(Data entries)
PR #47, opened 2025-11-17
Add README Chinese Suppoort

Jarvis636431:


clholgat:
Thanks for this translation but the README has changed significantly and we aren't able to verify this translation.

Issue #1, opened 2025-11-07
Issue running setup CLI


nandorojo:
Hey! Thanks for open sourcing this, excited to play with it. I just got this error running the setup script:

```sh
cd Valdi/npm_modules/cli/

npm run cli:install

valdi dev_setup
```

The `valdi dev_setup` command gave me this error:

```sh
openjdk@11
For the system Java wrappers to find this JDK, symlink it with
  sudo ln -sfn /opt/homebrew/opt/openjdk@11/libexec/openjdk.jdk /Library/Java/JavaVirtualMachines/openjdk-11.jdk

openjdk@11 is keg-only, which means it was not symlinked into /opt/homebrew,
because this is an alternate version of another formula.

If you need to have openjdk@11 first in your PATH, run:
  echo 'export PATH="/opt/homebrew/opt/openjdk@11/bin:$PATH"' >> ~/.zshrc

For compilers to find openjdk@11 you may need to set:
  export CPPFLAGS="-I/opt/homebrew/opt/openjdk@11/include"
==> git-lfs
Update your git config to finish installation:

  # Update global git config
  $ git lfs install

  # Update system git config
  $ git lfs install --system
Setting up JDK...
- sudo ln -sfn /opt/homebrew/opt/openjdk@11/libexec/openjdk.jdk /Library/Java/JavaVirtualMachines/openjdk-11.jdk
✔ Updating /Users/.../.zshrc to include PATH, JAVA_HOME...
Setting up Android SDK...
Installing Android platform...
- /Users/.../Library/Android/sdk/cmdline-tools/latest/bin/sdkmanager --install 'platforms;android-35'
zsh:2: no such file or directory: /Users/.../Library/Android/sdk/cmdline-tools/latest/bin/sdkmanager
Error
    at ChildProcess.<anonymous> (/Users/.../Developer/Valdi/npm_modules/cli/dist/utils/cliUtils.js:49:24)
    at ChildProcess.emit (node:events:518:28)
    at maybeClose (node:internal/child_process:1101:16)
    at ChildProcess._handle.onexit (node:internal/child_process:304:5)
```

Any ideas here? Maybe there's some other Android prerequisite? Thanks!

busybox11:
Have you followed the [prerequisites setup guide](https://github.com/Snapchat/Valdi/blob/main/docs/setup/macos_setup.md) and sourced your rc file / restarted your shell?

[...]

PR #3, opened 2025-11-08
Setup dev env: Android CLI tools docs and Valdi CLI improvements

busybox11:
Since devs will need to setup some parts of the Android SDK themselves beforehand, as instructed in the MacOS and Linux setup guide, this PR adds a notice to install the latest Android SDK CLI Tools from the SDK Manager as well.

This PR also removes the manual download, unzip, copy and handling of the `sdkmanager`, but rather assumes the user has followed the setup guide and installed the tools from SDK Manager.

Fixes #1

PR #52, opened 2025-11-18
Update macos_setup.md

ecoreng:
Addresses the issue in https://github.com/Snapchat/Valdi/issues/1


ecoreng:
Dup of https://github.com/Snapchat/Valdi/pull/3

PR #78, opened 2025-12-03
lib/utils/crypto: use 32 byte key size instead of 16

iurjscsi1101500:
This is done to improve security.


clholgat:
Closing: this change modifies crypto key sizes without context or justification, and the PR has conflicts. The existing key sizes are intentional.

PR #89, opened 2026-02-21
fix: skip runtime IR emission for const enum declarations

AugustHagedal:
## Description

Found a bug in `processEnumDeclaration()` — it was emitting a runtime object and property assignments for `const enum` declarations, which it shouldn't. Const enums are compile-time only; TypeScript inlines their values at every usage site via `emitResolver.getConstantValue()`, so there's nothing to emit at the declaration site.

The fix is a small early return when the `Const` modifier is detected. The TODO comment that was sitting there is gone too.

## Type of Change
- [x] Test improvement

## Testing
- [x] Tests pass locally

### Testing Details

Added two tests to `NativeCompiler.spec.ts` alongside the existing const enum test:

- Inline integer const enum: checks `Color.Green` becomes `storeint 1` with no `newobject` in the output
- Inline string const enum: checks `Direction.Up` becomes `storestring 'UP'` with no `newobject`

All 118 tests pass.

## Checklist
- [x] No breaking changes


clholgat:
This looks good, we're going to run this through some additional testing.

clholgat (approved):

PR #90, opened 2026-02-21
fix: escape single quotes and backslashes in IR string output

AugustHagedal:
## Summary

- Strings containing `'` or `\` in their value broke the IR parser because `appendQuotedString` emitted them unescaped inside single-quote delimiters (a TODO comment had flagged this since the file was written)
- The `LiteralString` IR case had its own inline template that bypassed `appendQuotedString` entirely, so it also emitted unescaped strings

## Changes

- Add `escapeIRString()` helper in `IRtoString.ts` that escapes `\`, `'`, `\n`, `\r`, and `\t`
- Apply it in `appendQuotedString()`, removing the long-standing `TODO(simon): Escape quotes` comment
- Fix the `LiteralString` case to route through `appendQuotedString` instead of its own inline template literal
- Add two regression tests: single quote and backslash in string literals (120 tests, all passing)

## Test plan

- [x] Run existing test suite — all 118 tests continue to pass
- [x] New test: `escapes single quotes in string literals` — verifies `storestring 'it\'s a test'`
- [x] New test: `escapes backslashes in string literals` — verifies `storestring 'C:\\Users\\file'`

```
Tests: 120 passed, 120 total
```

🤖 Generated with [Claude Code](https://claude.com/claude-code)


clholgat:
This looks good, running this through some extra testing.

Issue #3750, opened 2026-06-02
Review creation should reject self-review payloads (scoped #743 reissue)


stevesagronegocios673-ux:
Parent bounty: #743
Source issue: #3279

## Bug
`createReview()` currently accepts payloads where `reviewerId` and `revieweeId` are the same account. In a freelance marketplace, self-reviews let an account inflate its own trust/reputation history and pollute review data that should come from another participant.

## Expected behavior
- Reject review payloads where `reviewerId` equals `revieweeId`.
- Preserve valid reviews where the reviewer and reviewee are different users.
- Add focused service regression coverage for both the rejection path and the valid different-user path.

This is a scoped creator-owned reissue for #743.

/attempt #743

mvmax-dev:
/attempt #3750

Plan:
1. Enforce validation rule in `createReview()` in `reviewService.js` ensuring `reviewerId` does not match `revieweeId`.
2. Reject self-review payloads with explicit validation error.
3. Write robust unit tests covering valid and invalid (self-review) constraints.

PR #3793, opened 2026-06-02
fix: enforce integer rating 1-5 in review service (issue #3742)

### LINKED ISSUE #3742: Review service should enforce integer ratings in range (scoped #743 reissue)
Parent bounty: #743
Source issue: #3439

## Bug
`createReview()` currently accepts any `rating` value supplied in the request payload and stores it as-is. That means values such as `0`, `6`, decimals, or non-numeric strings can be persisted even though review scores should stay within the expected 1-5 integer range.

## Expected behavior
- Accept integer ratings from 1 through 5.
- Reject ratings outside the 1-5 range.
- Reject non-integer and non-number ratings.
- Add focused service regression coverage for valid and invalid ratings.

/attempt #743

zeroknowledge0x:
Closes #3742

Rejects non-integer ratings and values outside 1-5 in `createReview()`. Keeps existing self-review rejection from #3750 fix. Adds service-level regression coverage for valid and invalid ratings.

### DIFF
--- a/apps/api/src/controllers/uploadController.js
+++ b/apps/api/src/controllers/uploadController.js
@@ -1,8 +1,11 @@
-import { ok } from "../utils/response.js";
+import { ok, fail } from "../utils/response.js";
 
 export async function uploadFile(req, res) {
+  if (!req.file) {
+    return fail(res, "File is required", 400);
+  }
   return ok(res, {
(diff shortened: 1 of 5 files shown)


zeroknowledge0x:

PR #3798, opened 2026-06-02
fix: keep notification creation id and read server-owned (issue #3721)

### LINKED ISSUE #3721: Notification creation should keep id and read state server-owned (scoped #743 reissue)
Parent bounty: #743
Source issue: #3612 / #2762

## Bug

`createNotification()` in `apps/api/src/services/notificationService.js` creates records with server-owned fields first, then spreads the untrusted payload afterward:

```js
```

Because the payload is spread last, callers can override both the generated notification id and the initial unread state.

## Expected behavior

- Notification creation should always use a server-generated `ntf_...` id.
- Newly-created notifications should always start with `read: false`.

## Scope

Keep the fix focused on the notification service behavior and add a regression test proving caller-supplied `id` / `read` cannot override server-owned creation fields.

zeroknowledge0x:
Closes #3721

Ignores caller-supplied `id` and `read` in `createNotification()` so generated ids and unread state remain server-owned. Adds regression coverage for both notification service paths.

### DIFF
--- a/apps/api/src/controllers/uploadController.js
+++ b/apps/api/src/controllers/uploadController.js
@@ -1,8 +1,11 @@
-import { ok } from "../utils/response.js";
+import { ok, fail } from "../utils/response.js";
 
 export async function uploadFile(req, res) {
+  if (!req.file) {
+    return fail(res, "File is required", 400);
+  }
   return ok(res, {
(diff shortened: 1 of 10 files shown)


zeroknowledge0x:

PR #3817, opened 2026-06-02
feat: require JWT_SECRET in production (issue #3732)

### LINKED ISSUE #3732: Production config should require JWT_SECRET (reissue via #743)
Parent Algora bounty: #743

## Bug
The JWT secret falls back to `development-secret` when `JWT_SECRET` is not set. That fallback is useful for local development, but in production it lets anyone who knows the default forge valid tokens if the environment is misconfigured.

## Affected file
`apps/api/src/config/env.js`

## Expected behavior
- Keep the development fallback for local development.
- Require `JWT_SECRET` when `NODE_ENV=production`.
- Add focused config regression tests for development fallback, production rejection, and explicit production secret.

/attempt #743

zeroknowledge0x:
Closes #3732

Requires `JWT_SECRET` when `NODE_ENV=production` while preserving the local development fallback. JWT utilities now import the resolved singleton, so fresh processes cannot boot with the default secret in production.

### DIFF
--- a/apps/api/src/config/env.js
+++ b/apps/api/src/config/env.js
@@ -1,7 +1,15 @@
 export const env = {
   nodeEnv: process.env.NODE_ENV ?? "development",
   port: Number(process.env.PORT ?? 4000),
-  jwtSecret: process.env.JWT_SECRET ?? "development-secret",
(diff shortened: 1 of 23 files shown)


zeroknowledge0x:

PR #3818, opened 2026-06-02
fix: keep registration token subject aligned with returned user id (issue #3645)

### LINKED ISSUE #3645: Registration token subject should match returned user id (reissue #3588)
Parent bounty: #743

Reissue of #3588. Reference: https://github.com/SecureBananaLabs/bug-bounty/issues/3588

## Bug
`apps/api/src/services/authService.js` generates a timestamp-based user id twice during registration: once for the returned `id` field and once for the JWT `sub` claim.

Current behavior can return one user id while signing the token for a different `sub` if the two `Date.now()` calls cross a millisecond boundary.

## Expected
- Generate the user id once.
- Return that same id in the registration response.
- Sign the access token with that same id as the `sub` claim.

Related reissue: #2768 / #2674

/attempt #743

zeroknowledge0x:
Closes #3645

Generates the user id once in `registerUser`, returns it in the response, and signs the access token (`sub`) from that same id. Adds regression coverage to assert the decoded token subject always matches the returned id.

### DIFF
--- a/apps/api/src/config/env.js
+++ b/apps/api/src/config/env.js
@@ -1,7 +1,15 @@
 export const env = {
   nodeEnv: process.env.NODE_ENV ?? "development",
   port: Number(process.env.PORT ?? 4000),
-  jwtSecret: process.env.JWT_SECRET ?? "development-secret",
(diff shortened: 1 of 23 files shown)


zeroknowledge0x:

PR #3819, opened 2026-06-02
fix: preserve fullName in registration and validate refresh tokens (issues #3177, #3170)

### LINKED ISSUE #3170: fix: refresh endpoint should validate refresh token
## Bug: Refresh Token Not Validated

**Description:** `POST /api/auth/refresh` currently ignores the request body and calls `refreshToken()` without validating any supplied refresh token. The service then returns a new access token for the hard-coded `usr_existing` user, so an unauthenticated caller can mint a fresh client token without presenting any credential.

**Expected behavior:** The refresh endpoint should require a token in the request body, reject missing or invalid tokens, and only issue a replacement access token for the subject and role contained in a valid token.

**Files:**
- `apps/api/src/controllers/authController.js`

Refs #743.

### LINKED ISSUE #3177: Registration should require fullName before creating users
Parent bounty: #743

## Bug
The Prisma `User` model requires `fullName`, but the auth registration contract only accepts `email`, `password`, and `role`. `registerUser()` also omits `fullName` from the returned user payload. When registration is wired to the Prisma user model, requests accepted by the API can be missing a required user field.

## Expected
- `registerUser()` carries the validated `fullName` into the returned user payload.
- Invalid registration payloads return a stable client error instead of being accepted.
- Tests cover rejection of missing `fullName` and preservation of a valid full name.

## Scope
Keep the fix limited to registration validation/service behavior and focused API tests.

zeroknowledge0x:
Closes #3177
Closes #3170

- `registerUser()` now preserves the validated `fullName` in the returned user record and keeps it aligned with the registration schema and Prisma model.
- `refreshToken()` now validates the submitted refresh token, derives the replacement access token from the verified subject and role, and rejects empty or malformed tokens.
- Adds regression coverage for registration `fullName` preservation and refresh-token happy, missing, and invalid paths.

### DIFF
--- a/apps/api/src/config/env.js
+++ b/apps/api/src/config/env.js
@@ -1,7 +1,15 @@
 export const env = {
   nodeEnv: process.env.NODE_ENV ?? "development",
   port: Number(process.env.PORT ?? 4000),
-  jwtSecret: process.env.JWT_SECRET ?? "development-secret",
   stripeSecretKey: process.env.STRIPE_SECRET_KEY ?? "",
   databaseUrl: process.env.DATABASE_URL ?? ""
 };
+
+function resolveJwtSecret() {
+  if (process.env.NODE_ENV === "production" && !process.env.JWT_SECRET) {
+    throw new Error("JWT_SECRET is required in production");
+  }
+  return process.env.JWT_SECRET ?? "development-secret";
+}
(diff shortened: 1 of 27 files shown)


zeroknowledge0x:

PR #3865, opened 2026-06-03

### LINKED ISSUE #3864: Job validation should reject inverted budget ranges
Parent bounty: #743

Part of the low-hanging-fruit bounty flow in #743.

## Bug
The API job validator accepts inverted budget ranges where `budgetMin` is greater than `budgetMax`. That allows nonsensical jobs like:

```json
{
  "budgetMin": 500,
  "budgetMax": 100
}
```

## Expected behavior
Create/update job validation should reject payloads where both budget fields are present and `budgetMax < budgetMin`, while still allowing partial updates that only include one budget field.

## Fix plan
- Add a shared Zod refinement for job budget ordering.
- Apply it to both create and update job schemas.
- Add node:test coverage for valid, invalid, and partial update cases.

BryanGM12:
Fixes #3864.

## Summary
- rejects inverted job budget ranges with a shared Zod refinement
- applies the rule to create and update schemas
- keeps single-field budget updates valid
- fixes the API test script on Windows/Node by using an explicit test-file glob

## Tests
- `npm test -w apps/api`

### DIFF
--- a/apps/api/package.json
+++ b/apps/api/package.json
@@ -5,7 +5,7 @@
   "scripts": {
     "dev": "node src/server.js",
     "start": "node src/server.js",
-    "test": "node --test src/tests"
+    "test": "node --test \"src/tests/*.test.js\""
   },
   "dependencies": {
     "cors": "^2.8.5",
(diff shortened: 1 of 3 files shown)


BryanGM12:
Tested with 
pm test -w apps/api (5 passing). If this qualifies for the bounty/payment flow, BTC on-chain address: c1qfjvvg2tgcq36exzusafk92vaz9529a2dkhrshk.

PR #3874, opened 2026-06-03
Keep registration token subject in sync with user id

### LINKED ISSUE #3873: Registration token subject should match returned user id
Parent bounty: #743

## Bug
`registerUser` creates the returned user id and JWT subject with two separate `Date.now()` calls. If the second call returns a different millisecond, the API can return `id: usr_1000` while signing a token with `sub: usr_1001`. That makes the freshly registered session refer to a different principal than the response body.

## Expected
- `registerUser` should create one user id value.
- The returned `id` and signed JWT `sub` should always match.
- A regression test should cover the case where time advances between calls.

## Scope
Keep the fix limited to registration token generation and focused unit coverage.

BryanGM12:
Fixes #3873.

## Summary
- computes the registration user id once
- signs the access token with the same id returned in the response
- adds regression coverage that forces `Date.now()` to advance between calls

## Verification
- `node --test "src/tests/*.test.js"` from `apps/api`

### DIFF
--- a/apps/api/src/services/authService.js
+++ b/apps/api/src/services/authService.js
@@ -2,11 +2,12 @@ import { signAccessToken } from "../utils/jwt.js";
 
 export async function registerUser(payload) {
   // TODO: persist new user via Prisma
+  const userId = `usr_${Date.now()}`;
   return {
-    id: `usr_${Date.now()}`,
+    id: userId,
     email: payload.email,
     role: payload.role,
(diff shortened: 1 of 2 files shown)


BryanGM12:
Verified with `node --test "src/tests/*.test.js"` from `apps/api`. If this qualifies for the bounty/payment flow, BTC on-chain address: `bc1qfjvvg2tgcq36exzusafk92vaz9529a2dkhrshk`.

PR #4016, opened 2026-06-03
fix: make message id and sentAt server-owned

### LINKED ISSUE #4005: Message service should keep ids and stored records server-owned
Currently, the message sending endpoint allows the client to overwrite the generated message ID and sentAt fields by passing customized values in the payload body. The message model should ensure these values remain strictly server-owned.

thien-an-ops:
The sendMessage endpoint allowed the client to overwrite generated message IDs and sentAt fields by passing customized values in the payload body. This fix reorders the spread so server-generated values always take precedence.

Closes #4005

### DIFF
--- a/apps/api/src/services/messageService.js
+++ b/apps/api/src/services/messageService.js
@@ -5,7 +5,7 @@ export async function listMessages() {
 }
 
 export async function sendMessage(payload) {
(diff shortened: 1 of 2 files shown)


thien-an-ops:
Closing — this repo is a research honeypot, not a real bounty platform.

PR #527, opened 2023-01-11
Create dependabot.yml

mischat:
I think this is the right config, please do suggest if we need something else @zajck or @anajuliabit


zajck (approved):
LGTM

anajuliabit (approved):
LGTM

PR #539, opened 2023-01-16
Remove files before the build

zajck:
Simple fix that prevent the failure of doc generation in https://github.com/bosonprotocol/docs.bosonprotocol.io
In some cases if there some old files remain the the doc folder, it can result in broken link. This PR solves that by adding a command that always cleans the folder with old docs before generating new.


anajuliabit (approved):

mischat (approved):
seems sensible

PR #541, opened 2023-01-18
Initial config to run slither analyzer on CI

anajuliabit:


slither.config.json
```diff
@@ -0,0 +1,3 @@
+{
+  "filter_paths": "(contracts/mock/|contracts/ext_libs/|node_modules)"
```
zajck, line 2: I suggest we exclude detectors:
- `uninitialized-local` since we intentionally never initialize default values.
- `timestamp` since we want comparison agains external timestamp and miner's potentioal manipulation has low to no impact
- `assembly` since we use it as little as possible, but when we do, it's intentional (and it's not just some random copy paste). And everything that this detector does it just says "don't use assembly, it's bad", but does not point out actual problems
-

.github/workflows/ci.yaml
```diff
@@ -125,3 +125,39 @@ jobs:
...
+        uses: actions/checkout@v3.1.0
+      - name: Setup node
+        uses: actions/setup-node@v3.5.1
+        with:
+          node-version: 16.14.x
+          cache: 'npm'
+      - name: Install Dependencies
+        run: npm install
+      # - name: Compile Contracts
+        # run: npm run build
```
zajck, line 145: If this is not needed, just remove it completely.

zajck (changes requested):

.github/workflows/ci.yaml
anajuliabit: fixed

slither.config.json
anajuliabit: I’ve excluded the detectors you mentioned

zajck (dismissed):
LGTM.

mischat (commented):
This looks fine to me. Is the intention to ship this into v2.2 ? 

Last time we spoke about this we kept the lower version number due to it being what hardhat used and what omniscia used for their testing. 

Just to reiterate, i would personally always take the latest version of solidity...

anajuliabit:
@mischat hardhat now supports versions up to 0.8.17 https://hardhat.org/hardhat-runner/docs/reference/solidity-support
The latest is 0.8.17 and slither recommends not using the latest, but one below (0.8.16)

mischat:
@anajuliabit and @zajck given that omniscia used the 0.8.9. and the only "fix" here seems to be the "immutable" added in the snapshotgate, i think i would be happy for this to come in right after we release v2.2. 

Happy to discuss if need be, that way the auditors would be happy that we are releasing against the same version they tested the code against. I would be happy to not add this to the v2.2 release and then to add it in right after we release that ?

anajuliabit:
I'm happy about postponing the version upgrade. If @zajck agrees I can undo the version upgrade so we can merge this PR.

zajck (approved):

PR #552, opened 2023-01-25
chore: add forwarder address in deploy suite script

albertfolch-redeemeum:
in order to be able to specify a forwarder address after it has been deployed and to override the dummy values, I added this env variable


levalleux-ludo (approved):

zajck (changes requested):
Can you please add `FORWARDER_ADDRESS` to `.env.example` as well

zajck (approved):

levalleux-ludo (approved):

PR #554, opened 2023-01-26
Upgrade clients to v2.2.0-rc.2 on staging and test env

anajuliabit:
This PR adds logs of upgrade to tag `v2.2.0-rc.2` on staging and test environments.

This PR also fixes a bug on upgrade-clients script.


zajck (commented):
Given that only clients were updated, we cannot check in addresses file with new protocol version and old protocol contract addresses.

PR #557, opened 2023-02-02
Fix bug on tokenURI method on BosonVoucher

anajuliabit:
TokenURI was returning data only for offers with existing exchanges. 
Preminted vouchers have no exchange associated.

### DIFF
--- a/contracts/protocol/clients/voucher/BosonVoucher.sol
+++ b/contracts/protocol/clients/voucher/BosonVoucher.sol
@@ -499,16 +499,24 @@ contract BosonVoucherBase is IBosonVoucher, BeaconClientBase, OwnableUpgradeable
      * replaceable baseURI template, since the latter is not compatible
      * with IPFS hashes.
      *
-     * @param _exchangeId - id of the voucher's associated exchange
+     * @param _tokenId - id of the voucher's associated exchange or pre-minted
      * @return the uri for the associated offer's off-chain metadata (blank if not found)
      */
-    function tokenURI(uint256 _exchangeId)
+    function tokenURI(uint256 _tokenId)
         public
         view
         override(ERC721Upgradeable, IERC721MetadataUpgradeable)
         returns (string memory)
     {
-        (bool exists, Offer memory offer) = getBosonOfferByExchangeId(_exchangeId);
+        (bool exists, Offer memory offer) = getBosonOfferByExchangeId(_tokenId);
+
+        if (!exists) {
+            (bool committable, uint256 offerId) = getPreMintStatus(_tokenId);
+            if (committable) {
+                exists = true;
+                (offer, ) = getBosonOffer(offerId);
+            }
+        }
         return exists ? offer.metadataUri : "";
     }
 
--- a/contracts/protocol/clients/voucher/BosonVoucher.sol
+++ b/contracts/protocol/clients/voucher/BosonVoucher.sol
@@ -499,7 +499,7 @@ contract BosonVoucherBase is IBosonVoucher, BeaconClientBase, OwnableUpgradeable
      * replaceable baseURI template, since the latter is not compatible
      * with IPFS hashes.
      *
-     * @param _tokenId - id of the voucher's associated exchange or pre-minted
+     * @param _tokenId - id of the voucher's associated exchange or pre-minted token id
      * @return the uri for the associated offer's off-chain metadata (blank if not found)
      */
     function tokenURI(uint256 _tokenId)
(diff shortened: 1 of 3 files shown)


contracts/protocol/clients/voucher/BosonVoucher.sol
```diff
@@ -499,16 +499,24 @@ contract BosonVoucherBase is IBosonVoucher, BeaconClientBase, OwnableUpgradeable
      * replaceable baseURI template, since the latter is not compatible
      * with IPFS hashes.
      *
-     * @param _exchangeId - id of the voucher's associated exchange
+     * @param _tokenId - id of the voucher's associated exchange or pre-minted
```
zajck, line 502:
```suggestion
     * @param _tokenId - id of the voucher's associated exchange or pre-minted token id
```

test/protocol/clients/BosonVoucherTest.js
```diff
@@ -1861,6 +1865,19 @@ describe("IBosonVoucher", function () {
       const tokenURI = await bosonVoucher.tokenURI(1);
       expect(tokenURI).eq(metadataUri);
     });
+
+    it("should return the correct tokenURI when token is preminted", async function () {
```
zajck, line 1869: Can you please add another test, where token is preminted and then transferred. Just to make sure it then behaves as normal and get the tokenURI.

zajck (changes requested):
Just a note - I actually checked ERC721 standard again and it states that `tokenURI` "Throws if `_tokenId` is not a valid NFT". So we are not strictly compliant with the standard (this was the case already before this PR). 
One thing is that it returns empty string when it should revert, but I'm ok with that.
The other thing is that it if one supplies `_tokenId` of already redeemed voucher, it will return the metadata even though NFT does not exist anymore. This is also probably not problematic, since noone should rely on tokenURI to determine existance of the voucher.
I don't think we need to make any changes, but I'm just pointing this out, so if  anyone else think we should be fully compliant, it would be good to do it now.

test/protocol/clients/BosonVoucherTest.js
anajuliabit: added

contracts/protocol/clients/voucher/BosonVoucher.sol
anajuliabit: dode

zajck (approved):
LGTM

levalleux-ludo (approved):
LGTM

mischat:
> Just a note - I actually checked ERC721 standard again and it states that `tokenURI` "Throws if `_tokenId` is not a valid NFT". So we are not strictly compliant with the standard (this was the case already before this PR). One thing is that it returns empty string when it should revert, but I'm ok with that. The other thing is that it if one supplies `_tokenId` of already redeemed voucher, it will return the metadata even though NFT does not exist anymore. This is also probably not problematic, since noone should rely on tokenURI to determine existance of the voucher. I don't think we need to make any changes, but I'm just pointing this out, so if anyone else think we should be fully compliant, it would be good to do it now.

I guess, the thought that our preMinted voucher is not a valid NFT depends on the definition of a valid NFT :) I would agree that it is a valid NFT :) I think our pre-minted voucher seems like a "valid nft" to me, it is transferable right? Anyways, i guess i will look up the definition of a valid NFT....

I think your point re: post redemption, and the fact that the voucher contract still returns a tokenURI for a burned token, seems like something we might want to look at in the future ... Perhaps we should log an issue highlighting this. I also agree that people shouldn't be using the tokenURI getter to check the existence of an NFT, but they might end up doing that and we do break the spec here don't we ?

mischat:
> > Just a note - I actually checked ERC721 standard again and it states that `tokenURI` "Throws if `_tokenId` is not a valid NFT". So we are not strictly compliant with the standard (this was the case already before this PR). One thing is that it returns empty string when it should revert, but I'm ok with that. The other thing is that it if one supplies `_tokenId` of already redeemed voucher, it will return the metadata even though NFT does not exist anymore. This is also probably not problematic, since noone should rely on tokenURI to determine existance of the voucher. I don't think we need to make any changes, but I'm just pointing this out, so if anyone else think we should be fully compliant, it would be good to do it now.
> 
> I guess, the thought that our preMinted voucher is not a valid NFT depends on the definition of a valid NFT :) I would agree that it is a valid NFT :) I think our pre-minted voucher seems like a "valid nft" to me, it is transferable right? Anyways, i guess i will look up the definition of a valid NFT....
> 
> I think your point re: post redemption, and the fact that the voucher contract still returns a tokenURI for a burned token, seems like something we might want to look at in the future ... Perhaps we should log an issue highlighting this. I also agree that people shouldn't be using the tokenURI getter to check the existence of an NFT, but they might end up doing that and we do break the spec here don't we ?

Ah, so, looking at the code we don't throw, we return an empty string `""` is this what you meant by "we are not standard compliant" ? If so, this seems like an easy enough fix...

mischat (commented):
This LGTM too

_Your objective:_
Filter the entries down to the lines that hold "emitted". Copy those lines.

_Solution for this task:_
- Strings containing `'` or `\` in their value broke the IR parser because `appendQuotedString` emitted them unescaped inside single-quote delimiters (a TODO comment had flagged this since the file was written)
- The `LiteralString` IR case had its own inline template that bypassed `appendQuotedString` entirely, so it also emitted unescaped strings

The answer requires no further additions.